Timeless Decision Theory: Problems I Can't Solve - mariorz
http://lesswrong.com/lw/135/timeless_decision_theory_problems_i_cant_solve/
======
swolchok
I think core CS needs to be brought back into the picture. This Omega
character is posited to be able to determine a Rice property about rational
agents. As these agents are presumably Turing-equivalent or BETTER, this
supposition contradicts our established theory. (for people with less formal
CS education: Omega can solve the halting problem) The author's other article
on Newcomb's problem
([http://lesswrong.com/lw/nc/newcombs_problem_and_regret_of_ra...](http://lesswrong.com/lw/nc/newcombs_problem_and_regret_of_rationality/))
hints at this but doesn't get to it explicitly.

------
joecode
I've come around to the majority viewpoint on the alien/Omega problem.

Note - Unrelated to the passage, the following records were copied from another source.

Issue #160, opened 2022-03-15
Tire Pressure Sensors


giggo:
Apparently the tire pressure is now available via the Tesla API ( [https://www.notateslaapp.com/de/software-updates/version/2022.4.5/versionshinweise](https://www.notateslaapp.com/de/software-updates/version/2022.4.5/versionshinweise) ). Are there plans to add them as sensors to HA?

alandtse:
People are welcome to submit PRs to add features.

k-korn:
TPMS data is available in the following attributes of "vehicle_state" :
tpms_pressure_fl
tpms_pressure_fr
tpms_pressure_rl
tpms_pressure_rr

However, quick look on https://github.com/alandtse/tesla/blob/dev/custom_components/tesla_custom/sensor.py suggests that [teslajsonpy ](https://github.com/zabuldon/teslajsonpy) should also be modified to add this data.

k-korn:
With version 2.0 it is now possible to use now exposed vehicle_data to display TPMS sensors in HASS.
- on Config/Devices page, enable "sensor.model_3_vehicle_state_data_sensor" in Tesla integration, which is disabled by default
- Create 4 Template sensors as follows for FL, FR, RL, RR sensors:
```
 template:
    sensors:
     - name: "Tesla TPMS FL"
       state: >
        {% set tpms = state_attr("sensor.model_3_vehicle_state_data_sensor", "tpms_pressure_fl") %}
        {{ tpms|round(2) if tpms != None else states('sensor.tesla_tpms_fl') }}
       unit_of_measurement: "PSI"
```
Extra steps with intermediate variable were added to remove "Unavailable" TPMS sensor state values and keep actual values visible.
Then we can use something like a Grid Lovelace card to display tire pressures: https://i.imgur.com/4gpfwJj.png

alandtse:
Thanks for providing the template info. Do you mind creating a wiki entry on it too so when I close this thread people can find it?

k-korn:
Sure: https://github.com/alandtse/tesla/wiki/TPMS-Data-Display

k-korn:
Version 3.0 of the integration removed vehicle_state_data_sensor data, so the solution above can no longer be applied.

Issue #294, opened 2022-10-22
v3.0 missing old state sensors


FalconUK:
I used to extract tyre pressures from the attributes of 

'vehicle_state_data_sensor'

This sensor appears to be missing.

There was also a similar sensor 'drive_state_data_sensor', or something like that?

Are these sensors coming back?

alandtse:
@shred86 I didn't realize we took them away. Any thoughts on whether we bring them back? These were the raw json sensors for people to template on

shred86:
I'm not too familiar with the previous version as I honestly only started looking into this integration with the rewrite version. Was it just a sensor with a bunch of attributes from the Tesla API vehicle_data endpoint? Seems like it would be a very long list of attributes... My thought is we should just add the entities people are using so they don't have to create template sensors. Tire pressures _should_ be an easy one to create sensors for, but we would have to add it on the teslajsonpy side as I don't think I made those into properties.

FalconUK:
@shred86, @alandtse, I was using tyre pressures to nurse a slow puncture through until a replacement tyre arrived. I declared all four, example below:

```
    - sensor:
        - name: "*** tyre pressure front left"
          unique_id: sensor.***_tyre_pressure_front_left
          state_class: measurement
          state: "{{(state_attr('sensor.***_vehicle_state_data_sensor', 'tpms_pressure_fl')|float * 14.5038)|round(2)}}"
          unit_of_measurement: "PSI"
```

This raises a similar localisation question as with the units for the odometer sensor - km/miles, bar/PSI

It's fair to say that some attributes are definitely more useful than others. I think it would be in line with the current philosophy to expose the majority of sensors as entities, perhaps with some of them disabled by default?

alandtse:
Yes, the intent of the rewrite was to make it much easier to edit the ha component for contributors. If it's an entity that is important, it should be created. Ideally we can templatize it so it's just data driven.

craigsbits:
The state sensors were useful the other day when the battery state of charge disappeared!  Personally I would like to see them back especially the tyre (tire) pressures back.  Support the odometer units mention above.  The heated seats in the official app now have an "auto" setting if that could be found and added.  I will open a new thread for that.

bkr1969:
So is the "old" version completely out the window?  It seems poor practice to rewrite an integration that was working just fine to one that doesn't work at all.

TheDK:
[...]

PR #376, opened 2022-11-28
feat: add tpms pressure sensors

InTheDaylight14:
Mentioned in https://github.com/alandtse/tesla/issues/294

closes https://github.com/alandtse/tesla/issues/160

PR adds pressure sensors for the four TPMS tire sensors.


custom_components/tesla_custom/sensor.py
```diff
@@ -497,3 +507,50 @@ def native_value(self) -> Optional[datetime]:
...
+        self._attr_device_class = SensorDeviceClass.PRESSURE
+        self._attr_state_class = SensorStateClass.MEASUREMENT
+        self._attr_native_unit_of_measurement = PRESSURE_BAR
+        self._attr_icon = "mdi:gauge-full"
+        # self._value: Optional[datetime] = None
+
+    @property
+    def native_value(self) -> float:
+        """Return TPMS Pressure."""
+        if self._tpms_sensor == "TPMS front left":
```
alandtse, line 534: This use of a string compare is brittle particularly when it's defined above as a constant. Why not replace the list with a dict with the key being the text string and the value being the attribute we want found?

That way:
```python
    return getattr(self._car, "TPMS_SENSORS.get(self._tpms_sensor))
```

alandtse: We can also add a default case where if there is no attribute, we return None or something.

InTheDaylight14: Very cool, I was looking for a way to do that! Thanks

custom_components/tesla_custom/sensor.py
```diff
@@ -19,6 +19,7 @@
     SPEED_MILES_PER_HOUR,
     TEMP_CELSIUS,
     TIME_HOURS,
+    PRESSURE_BAR,
```
alandtse, line 22: Black should be alphabetizing this. Are you sure you're running it?

FalconUK:
Great to see these added. A small point, and it's a picky one, but I think the friendly name should have TPMS all in upper case, rather than just the T.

It
seems to be easier to think about when you pin it down a bit more
mathematically.

Let's suppose the alien determines the probability of me one-boxing is p. For
the sake of simplicity, let's assume he then puts the 1M into one of the boxes
with this probability p. (In theory he could do it whenever p exceeded some
thresh-hold, but this just complicates the math.)

Therefore, once I encounter the situation, there are two possible states:

a) with probability p there is 1M in one box, and 1k in the other

b) with probability 1-p there is 0 in one box, and 1k in the other

So:

the expected return of two-boxing is p _(1M+1k)+(1-p)_ 1k = 1M _p + 1k_ p + 1k
- 1k _p = 1M_ p + 1k

the expected return of one-boxing is 1Mp

If the act of choosing affects the prior determination p, then the expected
return calculation differs depending on my choice:

If I choose to two-box, then p=~0, and I get about 1k on average

If I choose to one-box, then p=~1, and I get about 1M on average

In this case, the expected return is higher by one-boxing.

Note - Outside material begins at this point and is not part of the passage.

Issue #310, opened 2022-10-26
Door States


GitHubGoody:
If the doors' states are available in the API like the Tesla app, it would be nice to have those as entities as well.

shred86:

If choosing the box does not affect p, then p is the same in both expected
return calculations. In this case, two boxing clearly has better expected
return than one-boxing.

Of course if the determination of p is effected by the choice actually made in
the future, you have a situation with reverse-time causality.

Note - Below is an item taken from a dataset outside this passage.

Issue #388, opened 2022-12-01
Tire pressure in PSI


smarthomeaf:
**Is your feature request related to a problem? Please describe.**
Would we be able to also get the Tire Pressure in PSI in addition to bar.  In the US that is a well know representation and we typically don't understand bar.   Maybe ths could just be an attribute.   I know I can create a manual template sensor by doing some calculations, but this would no apply to most of the HASS population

If I know that I am going to encounter this kind of problem, and it is somehow
possible to pre-commit to one boxing before the alien determines the
probability p of me doing so, that certainly makes sense. But it is difficult
to see why I would maintain that commitment when the choice actually presents
itself, unless I actually believe this choice effects p, which, again, implies
reverse-time causality.

It seems the problem has been setup in a deliberately confusing manner. It is
as if the alien has just decided to find people who are irrational and pay
them 1M for it. The problem seems to encourage irrational thinking, maybe
because we want to believe that rational people always win, when of course one
can set up a fairly absurd situation so that they do not.